Opportunities as oil nears bottom

By BlackRock

Key points

  1. Oil prices could be close to a trough and we see selected opportunities emerging ahead of a recovery.
  2. The US and China put further tariffs on hold for 90 days. We see this boosting risk assets in the short run.
  3. Economists expect strong US non-farm payrolls growth in November, and the data will offer a key signal ahead of the Fed’s December meeting.

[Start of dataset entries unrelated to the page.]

Issue #2669, opened 2019-11-12
Enhance OAuth error logging


matiasinsaurralde:
**Is your feature request related to a problem? Please describe.**
When using Tyk OAuth handlers, the `osin` package describes several error scenarios, however these aren't integrated with our logging feature.

Example, a `token` request with an invalid `grant_type` value, *note:* the right value is `client_credentials`:
```
curl "http://localhost:8080/oauth-test/oauth/token?client_id=5c93a5ac503b4db8b0e7bdb35bbe623c&redirect_url=http://yourserver.com/redirect&grant_type=client_credential" -X POST -H 'Authorization: Basic NWM5M2E1YWM1MDNiNGRiOGIwZTdiZGIzNWJiZTYyM2M6TVRRM1l6ZG1NalV0WkRBMFpDMDBObUk1TFRrM09ETXRNamN5TW1FMU1XTTJPRGxq'
```
This is the HTTP error:
```js
{"error":"unsupported_grant_type","error_description":"The authorization grant type is not supported by the authorization server."}
```

It could be useful to log this in `stderr`/`stdout`.

christtyk:
Commentary from Client on #4328: Can we please have the Incoming_source_IP + client_id of the failed transaction + the URL accessed + the error code returned printed, so that we can identify the consumer ? Also it would be great if the logs gets to log browser.

We do not want the secret printed, as its against security standard to print secrets in INFO mode

christtyk:
@matiasinsaurralde was this working in previous versions?

christtyk:
Would like to keep open, sla request

PR #2677, opened 2019-11-20
[WIP] gateway: log OAuth error on HandleAccessRequest

matiasinsaurralde:
Simple patch for #2669, don't merge yet, we might need to add more details.


buger:
@matiasinsaurralde does it require more details?

matiasinsaurralde:
@buger We should decide what would make sense to add. From the customer:

> Commentary from Client on #4328: Can we please have the Incoming_source_IP + client_id of the failed transaction + the URL accessed + the error code returned printed, so that we can identify the consumer ? Also it would be great if the logs gets to log browser.

Issue #2687, opened 2019-11-22
Infinite loop in rate limit middleware


jlucktay:
**Branch/Environment/Version**
- Branch/Version: tag `v2.8.5`
- Environment: on-premise, though likely to affect others also

**Describe the bug**
In certain circumstances, requests passing through the rate limit/quota check middleware may fall into an infinite loop, due to a recursive function call that is not properly guarded and as such does not have an adequate exit condition.

**Reproduction steps**
TBD

**Actual behavior**
Some requests entering the gateway get stuck on an infinite/recursive loop, never get past the rate limit/quota check middleware, and cause a gradual increase in CPU usage and allocated memory.

**Expected behavior**
All requests entering the gateway are limit-/quota-checked and throttled/retried/completed appropriately.

**Screenshots/Video**
`pprof` output from the `inuse_space` sample of two `heap` profiles of an affected gateway are below.

**Profile 1** is still receiving new traffic and **Profile 2** is after the point where new traffic is no longer entering the gateway.

Corresponding increases in CPU time spent were also identified on the CPU profile in `pprof` (not shown).

![image](https://user-images.githubusercontent.com/460028/69441252-454e8d80-0d42-11ea-902b-78ff96ee38ac.png)
![image](https://user-images.githubusercontent.com/460028/69441260-4aabd800-0d42-11ea-9328-0d5c5ab24db0.png)

CPU usage of the instance running this affected gateway, in contrast to some other healthy instances/gateways:

![image](https://user-images.githubusercontent.com/460028/69441267-4f708c00-0d42-11ea-8a22-8e6bb078e9c7.png)

**Configuration (tyk config file):**
TBD

PR #2696, opened 2019-11-26
Fix for CPU slow burn issue

jlucktay:
Fix https://github.com/TykTechnologies/tyk/issues/2687

Move guard statement forward to prevent infinite recursive loop.
Test coverage is forthcoming.

### DIFF
--- a/gateway/mw_api_rate_limit_test.go
+++ b/gateway/mw_api_rate_limit_test.go
@@ -7,11 +7,12 @@ import (
 	"testing"
 	"time"
 
-	"github.com/justinas/alice"
-	uuid "github.com/satori/go.uuid"
-
 	"github.com/TykTechnologies/tyk/config"
 	"github.com/TykTechnologies/tyk/test"
+	uuid "github.com/satori/go.uuid"
+
+	"github.com/justinas/alice"
+
 	"github.com/TykTechnologies/tyk/user"
 )
 
@@ -205,6 +206,7 @@ func TestRequestThrottling(t *testing.T) {
 		t.Run("SentinelRateLimiter", requestThrottlingTest("SentinelRateLimiter", "APILevel"))
 		t.Run("RedisRollingRateLimiter", requestThrottlingTest("RedisRollingRateLimiter", "APILevel"))
 	})
+
 }
 
 func TestRLClosed(t *testing.T) {
--- a/gateway/mw_api_rate_limit_test.go
+++ b/gateway/mw_api_rate_limit_test.go
@@ -7,12 +7,11 @@ import (
 	"testing"
 	"time"
 
-	"github.com/TykTechnologies/tyk/config"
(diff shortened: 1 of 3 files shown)


buger:
While in general, it fixes the issue, what about the deeper issue happening inside ForwardMessage when you run it with `dryrun`?

jlucktay:
> While in general, it fixes the issue, what about the deeper issue happening inside ForwardMessage when you run it with `dryrun`?

I don't have a solid answer for that just yet, still getting my head around all of the moving parts.

jlucktay:
Talking to @gernest the other day, and from some previous conversations as well, sorting out the DRL seems like a much larger piece of work.

jlucktay:
Some existing test coverage already runs through this code, so I'm currently focusing around `TestRequestThrottling` like so:

``` shell
TYK_LOGLEVEL=debug go test \
    -count=1 \
    -run "^TestRequestThrottling$" \
    -timeout 30s \
    -v \
    github.com/TykTechnologies/tyk/gateway
```

buger:
@gernest does it looks good now?

gernest:
@buger I had forgotten about this, please wait I'm looking at it now.

gernest:
@jlucktay I have take a look at this, I apologise that my review comment was less informative I thought you could refer to our last chat regarding the tests.

So, I ran the same test with the old code and your change and they all passed. So This looks like you solved a problem that doesn't exist.

I believe we agreed you should write a test case to showcase the problem with the old code, then submit this patch. Meaning, when you run the test with old code the test should fail, highlighting the infinity loop nature of the code segment. And when you run the test with the patch it should pass highlighting the fix.

The patch itself is harmless(on `RateLimitAndQuotaCheck`), but I'm against incorporating the  tests, they don't serve any purpose with respect to this issue. And saying this patch fixes the issue without steps to reproduce it isn't a good idea.

jlucktay:
I am getting a `Server closed` warning after the test comes back with `PASS` but before the whole `go test` execution wraps up.

It doesn't do this when checked out on the `v2.8.5` tag.

```
--- PASS: TestRequestThrottling (2.74s)
    --- PASS: TestRequestThrottling/APILevel (2.74s)
        --- PASS: TestRequestThrottling/APILevel/InMemoryRateLimiter (2.74s)
PASS
time="Dec 03 13:55:42" level=warning msg="testServer.ListenAndServe() err: http: Server closed"
ok      github.com/TykTechnologies/tyk/gateway  2.771s
```

However, it does happen regardless of whether the `if ... break` is first or second out of the two `if`s inside `ProcessRequest` so I'm wondering if the `test` package is wrapping up the tests prematurely while throttled requests are still pending inside the test gateway.

`go test` still gives an exit code of 0 so everything from the outside would look fine to a CI process.

I'm not sure why I didn't spot this before.

Issue #2695, opened 2019-11-25
Multi auth (basic auth + auth token) not working


maciejwojciechowski:
**Branch/Environment/Version**
- Branch/Version: release-2.9
- Environment: on prem

**Describe the bug**
This is regression from 2.8
Multi auth mechanism does not work in 2.9. If I try to chain Basic Auth with Auth Token I get this error in response
`"error": "Attempted access with malformed header, header not in basic auth format"`

**Reproduction steps**

1. add api that uses 'Multiple Auth Mechanism' - Auth Token + Basic Auth
For Basic Auth modify 'Auth Key Header Name' to some custom field.
api def [my_api_def.txt](https://github.com/TykTechnologies/tyk/files/3889123/my_api_def.txt)
2. Add Basic Auth key
3. Add Auth token key
4. try sending some traffic via api 

**Actual behavior**
You get error message

**Expected behavior**
Traffic should go to upstream no problem.

**Screenshots/Video**
Compare 2.8
![Zrzut ekranu 2019-11-25 o 23 59 47](https://user-images.githubusercontent.com/39672152/69585428-f9207900-0fdf-11ea-855c-ba5dd7077d8c.png)

vs 2.9
![Zrzut ekranu 2019-11-26 o 00 00 28](https://user-images.githubusercontent.com/39672152/69585442-02114a80-0fe0-11ea-9382-60326ad1688d.png)

furkansenharputlu:
@maciejwojciechowski @ilijabojanovic `auth` field is deprecated, so please use `auth_configs` field. There is no UI for this. So, you need to use `raw api definition` to edit api definition. See the PR description: https://github.com/TykTechnologies/tyk/pull/2651

buger:
@furkansenharputlu so, while its deprecated, it should still work with old auth field too, or I'm missing smth?

maciejwojciechowski:
@furkansenharputlu sorry but this way we brake backwards compatibility, don't we?

furkansenharputlu:
@buger `Auth` header wasn't used only by `AuthKey`. It was used by `JWT` as well. However, the other ones weren't using `Auth` config at all. That was an inconsistency and bug. To fix it, I created a method `getAuthToken`. For all authentication types which needs auth header, to get a auth header name the following is how it works:

1. Look at `auth_configs`
2. Look at `auth`

Why does this work in 2.8?
`AuthKey` looks at `auth` config and gets `x-mw-auth`
[...]

PR #2697, opened 2019-11-26
Maintain backward compatibility during auth header name set

furkansenharputlu:
Fixes https://github.com/TykTechnologies/tyk/issues/2695


maciejwojciechowski:
verified https://github.com/TykTechnologies/tyk/issues/2695 on this PR

PR #2712, opened 2019-12-04
check for expiration time of certificate. If expired, do not accept it

adelowo:
Fixes https://github.com/TykTechnologies/tyk-analytics/issues/1638 and https://github.com/TykTechnologies/tyk-analytics/issues/1637

> The certificate used in the test was generated by @maciejwojciechowski in https://github.com/TykTechnologies/tyk-analytics/issues/1638


adelowo:
Should add a test with an expired certificate

certs/manager_test.go
```diff
@@ -121,17 +122,30 @@ func TestAddCertificate(t *testing.T) {
 	cert2Raw, _ := pem.Decode(cert2Pem)
 	cert2ID := HexSHA256(cert2Raw.Bytes)
 
+	buf := new(bytes.Buffer)
+
+	f, err := os.Open("testdata/expired-cert.pem")
```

Opportunities as oil nears bottom

Oil prices are in a bear market. Both Brent (the international price benchmark) and WTI (the American benchmark) have declined more than 30% from 2018 highs. Where does oil go from here? We see oil prices near their nadir and a potential price recovery opening up opportunity for investors.

Chart of the week

Crude oil price and OPEC production curbs, 2016-2018

Chart of the week

Past performance is not a reliable indicator of current or future results.
Source: BlackRock Investment Institute, with data from Thomson Reuters, November 2018. Notes: The chart shows cumulative Brent oil price performance starting 60 trading days before three prior OPEC production curb announcements and the bloc’s upcoming meeting. The dates reflect an OPEC cut on Nov. 30, 2016, and cut extensions on May 25 and Nov. 30, 2017. The orange line leads into the next OPEC meeting on Dec. 6.

One reason oil prices may be near a bottom: production appears set to decline after oversupply concerns contributed to the recent rout. The Organization of the Petroleum Exporting Countries (OPEC) and its partners are expected to cut production at their meeting this week in an effort to help stabilise prices. OPEC curbs since 2016 have had that effect, as shown above. Brent popped on news of the first cut in November 2016 and stabilised with curb extensions. We estimate a cut of roughly 1.2 million barrels per day this round. This is in the middle of the consensus range, as we see US production growing slightly less than some market participants, but enough to help manage oversupply, in our view. Pressure from the US government to avoid high prices may limit the size of the cut and could inject some downside, however.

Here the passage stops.